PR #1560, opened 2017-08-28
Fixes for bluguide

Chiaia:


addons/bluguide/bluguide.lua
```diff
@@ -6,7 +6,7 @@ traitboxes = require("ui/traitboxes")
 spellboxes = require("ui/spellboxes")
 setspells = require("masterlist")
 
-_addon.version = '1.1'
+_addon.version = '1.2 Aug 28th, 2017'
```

════════

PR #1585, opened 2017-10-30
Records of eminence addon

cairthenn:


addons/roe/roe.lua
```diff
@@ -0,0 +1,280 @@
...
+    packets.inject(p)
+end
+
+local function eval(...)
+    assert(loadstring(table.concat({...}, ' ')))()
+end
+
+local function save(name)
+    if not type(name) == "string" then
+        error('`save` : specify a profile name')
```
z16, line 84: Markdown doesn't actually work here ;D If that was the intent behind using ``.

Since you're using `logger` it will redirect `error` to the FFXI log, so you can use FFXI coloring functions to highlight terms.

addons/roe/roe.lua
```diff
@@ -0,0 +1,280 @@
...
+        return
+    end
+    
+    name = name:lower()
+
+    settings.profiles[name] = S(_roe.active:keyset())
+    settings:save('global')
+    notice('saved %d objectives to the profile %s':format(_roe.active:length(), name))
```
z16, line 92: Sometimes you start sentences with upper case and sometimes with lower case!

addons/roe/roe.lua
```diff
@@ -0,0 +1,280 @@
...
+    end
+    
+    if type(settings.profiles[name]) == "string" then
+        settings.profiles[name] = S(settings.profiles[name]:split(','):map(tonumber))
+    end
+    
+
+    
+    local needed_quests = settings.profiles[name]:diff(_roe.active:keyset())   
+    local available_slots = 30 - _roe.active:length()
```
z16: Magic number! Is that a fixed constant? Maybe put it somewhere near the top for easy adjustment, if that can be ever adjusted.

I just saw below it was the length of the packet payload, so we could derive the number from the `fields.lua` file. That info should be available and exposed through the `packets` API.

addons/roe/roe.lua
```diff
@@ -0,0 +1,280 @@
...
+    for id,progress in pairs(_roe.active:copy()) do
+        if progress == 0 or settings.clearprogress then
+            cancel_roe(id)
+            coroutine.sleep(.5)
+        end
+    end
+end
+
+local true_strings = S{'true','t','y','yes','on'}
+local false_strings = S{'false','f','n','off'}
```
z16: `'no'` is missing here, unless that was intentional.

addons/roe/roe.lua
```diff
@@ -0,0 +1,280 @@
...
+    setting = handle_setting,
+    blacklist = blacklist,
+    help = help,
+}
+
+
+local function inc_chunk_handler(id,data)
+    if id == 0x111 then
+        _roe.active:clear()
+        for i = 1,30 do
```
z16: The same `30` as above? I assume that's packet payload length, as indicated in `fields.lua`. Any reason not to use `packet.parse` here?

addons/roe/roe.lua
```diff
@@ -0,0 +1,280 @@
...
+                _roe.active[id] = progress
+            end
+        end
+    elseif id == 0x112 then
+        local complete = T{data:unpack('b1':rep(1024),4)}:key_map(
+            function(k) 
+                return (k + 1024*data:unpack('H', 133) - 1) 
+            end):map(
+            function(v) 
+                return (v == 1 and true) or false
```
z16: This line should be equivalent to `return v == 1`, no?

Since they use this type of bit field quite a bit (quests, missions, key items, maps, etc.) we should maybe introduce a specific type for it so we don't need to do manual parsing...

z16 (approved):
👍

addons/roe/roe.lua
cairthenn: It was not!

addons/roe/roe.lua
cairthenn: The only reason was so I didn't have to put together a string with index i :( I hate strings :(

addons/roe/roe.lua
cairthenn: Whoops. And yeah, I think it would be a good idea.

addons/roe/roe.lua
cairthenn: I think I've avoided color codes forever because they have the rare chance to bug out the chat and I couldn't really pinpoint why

════════

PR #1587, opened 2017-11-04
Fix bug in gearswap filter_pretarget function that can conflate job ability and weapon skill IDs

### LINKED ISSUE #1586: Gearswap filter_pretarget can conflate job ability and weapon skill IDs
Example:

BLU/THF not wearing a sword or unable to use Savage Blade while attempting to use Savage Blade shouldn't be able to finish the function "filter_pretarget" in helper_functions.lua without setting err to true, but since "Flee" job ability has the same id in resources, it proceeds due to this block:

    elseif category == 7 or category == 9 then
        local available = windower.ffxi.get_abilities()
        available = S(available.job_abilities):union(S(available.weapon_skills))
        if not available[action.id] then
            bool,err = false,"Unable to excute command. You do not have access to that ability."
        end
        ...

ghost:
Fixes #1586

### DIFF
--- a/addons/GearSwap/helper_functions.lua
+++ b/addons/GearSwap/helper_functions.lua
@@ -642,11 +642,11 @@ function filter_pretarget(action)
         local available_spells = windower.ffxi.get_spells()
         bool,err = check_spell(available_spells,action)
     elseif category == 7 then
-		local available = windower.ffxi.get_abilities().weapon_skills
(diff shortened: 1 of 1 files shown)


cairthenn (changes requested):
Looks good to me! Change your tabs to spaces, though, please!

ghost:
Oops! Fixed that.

════════

(GOAL OF THE EXERCISE)
Output, from the data above, the lines from the line with "### LINKED ISSUE" to the line with "Oops! Fixed that." exactly as they stand, both ends included and nothing else.

(THE ANSWER)
### LINKED ISSUE #1586: Gearswap filter_pretarget can conflate job ability and weapon skill IDs
Example:

BLU/THF not wearing a sword or unable to use Savage Blade while attempting to use Savage Blade shouldn't be able to finish the function "filter_pretarget" in helper_functions.lua without setting err to true, but since "Flee" job ability has the same id in resources, it proceeds due to this block:

    elseif category == 7 or category == 9 then
        local available = windower.ffxi.get_abilities()
        available = S(available.job_abilities):union(S(available.weapon_skills))
        if not available[action.id] then
            bool,err = false,"Unable to excute command. You do not have access to that ability."
        end
        ...

ghost:
Fixes #1586

### DIFF
--- a/addons/GearSwap/helper_functions.lua
+++ b/addons/GearSwap/helper_functions.lua
@@ -642,11 +642,11 @@ function filter_pretarget(action)
         local available_spells = windower.ffxi.get_spells()
         bool,err = check_spell(available_spells,action)
     elseif category == 7 then
-		local available = windower.ffxi.get_abilities().weapon_skills
(diff shortened: 1 of 1 files shown)


cairthenn (changes requested):
Looks good to me! Change your tabs to spaces, though, please!

ghost:
Oops! Fixed that.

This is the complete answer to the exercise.